INFORMATION =>
________________________________________

PR #538, opened 2017-07-31
[MRG] Nested backend context manager

ogrisel:
While reviewing #516 (loky integration) and #537 (backend negotiation based on code hints / semantic constraints), I realized that the `with parallel_backend(backend_name):` idiom should support nesting when possible.

Here is a (currently failing) test to demonstrate what I mean. I will work on an implementation. If we ensure that backend instances should be picklable, that should be quite easy to implement although I am worried about the performance overhead it could induce.


joblib/test/test_parallel.py
```diff
@@ -648,6 +645,50 @@ def test_direct_parameterized_backend_context_manager():
...
+
+    def nested_call(n):
+        return Parallel(n_jobs=2)(delayed(id)(i) for i in range(n))
+
+    with parallel_backend("retrieval") as (ba, _):
+        Parallel(n_jobs=2)(
+            delayed(nested_call, check_pickle=False)(i)
+            for i in range(5)
+        )
+        assert ba.i == 1
```
TomAugspurger: Does this look like the right number of calls to `retrieve`, given my `Parallel` calls?

joblib/_parallel_backends.py
```diff
@@ -100,6 +101,30 @@ def abort_everything(self, ensure_ready=True):
...
+        Calls to Parallel.retrieve will be made inside this context.
+
+        By default, this does nothing. It may be useful for subclasses to
+        handle nested parallelism. In particular, it may be required to avoid
+        deadlocks if a backend manages a fixed number of workers, when those
+        workers may be asked to do nested Parallel calls. Without
+        'retrieval_context' this could lead to deadlock, as all the workers
+        managed by the backend may be "busy" waiting for the nested parallel
+        calls to finish, but the backend has no free workers to execute those
+        tasks.
```
ogrisel: Very nice explanation :)

joblib/test/test_parallel.py
ogrisel: Yes, there is one only call to `retrieve` per call to `Parallel.__call__`.

joblib/test/test_parallel.py
```diff
@@ -648,6 +645,50 @@ def test_direct_parameterized_backend_context_manager():
...
+            yield
+
+    register_parallel_backend("retrieval", MyBackend)
+
+    def nested_call(n):
+        return Parallel(n_jobs=2)(delayed(id)(i) for i in range(n))
+
+    with parallel_backend("retrieval") as (ba, _):
+        Parallel(n_jobs=2)(
+            delayed(nested_call, check_pickle=False)(i)
```
ogrisel: We can probably remove that `check_pickle=False` now that loky is the default backend and that cloudpickle is used to pickle function definitions.

ogrisel:
Merged! Thanks @TomAugspurger.

PR #547, opened 2017-09-02
Define namedtuple outside the method.

### LINKED ISSUE #546: Performance tuning suggestion on method getfullargspec, which in func_inspect.py.
Hi guys, 
When using `Joblib` in a long range loop, we found that method `getfullargspec` **costs**. 
After we looked into the `Joblib`'scode, we found that as the initial of `namedtuple tuple_type` was triggered every time when method `getfullargspec` called, while it's unnecessary as the `namedtuple tuple_type` could be defined in the module rather than in the method.
Below are some simple tests on the 2 calls, using `timeit` it in the ipython.
```
In [8]: timeit tuple_type = collections.namedtuple('FullArgSpec', tuple_fields)
1000 loops, best of 3: 460 µs per loop
                      ^^^
```
```
In [9]:timeit tuple_type(args=[1232,123], varargs=(1,2,3), varkw=[123,213], defaults=(), kwonlyargs=[], kwo
...: nlydefaults=None, annotations={})
The slowest run took 5.16 times longer than the fastest. This could mean that an intermediate result is being cached.
1000000 loops, best of 3: 1.32 µs per loop
                           ^^^
```
If move below 4 lines into the module, that would reduce the latency of the method into about `1-5µs` level, while now it's about `450µs now`.

Considering we are using `Joblib` in a big loop. There's a huge difference. And that's verified.
FYI

Thanks for your great job.

earoc:
Reduce the latency of the method call, especially in a big loop.

Please refer to issue -> https://github.com/joblib/joblib/issues/546

Fix #546.

### DIFF
--- a/joblib/func_inspect.py
+++ b/joblib/func_inspect.py
@@ -156,7 +156,10 @@ def get_func_name(func, resolv_alias=True, win_characters=True):
         module = [_clean_win_chars(s) for s in module]
     return module, name
 
-
+import collections
+tuple_fields = ('args varargs varkw defaults kwonlyargs '
+                'kwonlydefaults annotations')
+tuple_type = collections.namedtuple('FullArgSpec', tuple_fields)
 def getfullargspec(func):
     """Compatibility function to provide inspect.getfullargspec in Python 2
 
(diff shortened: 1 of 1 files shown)


lesteve:
Thanks for your PR, LGTM with some minor changes I pushed. I will merge when CIs come back green. A few comments:

* I fixed a few flake8 violations you introduced. You should consider investing some time to configure on-the-fly flake8 checks inside your editor of choice. This allows you to spot these kind of problems while editing.
* Please use "Fix #issueNumber" in your PR description, this way the associated issue gets closed automatically when the PR is merged. For more details, look at [this](https://github.com/blog/1506-closing-issues-via-pull-requests). I edited your PR description for this time, but try to remember for next time.

lesteve:
Merging thanks a lot.

earoc:
@lesteve Thanks for your advice on leaving "FIXED ***" in the description.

________________________________________

WORK ITEM =>
Give back, exactly and with nothing added, the lines from the line containing "Merging thanks a lot." through the final line of the records above, both of them included.

FINISHED EXERCISE =>
Merging thanks a lot.

earoc:
@lesteve Thanks for your advice on leaving "FIXED ***" in the description.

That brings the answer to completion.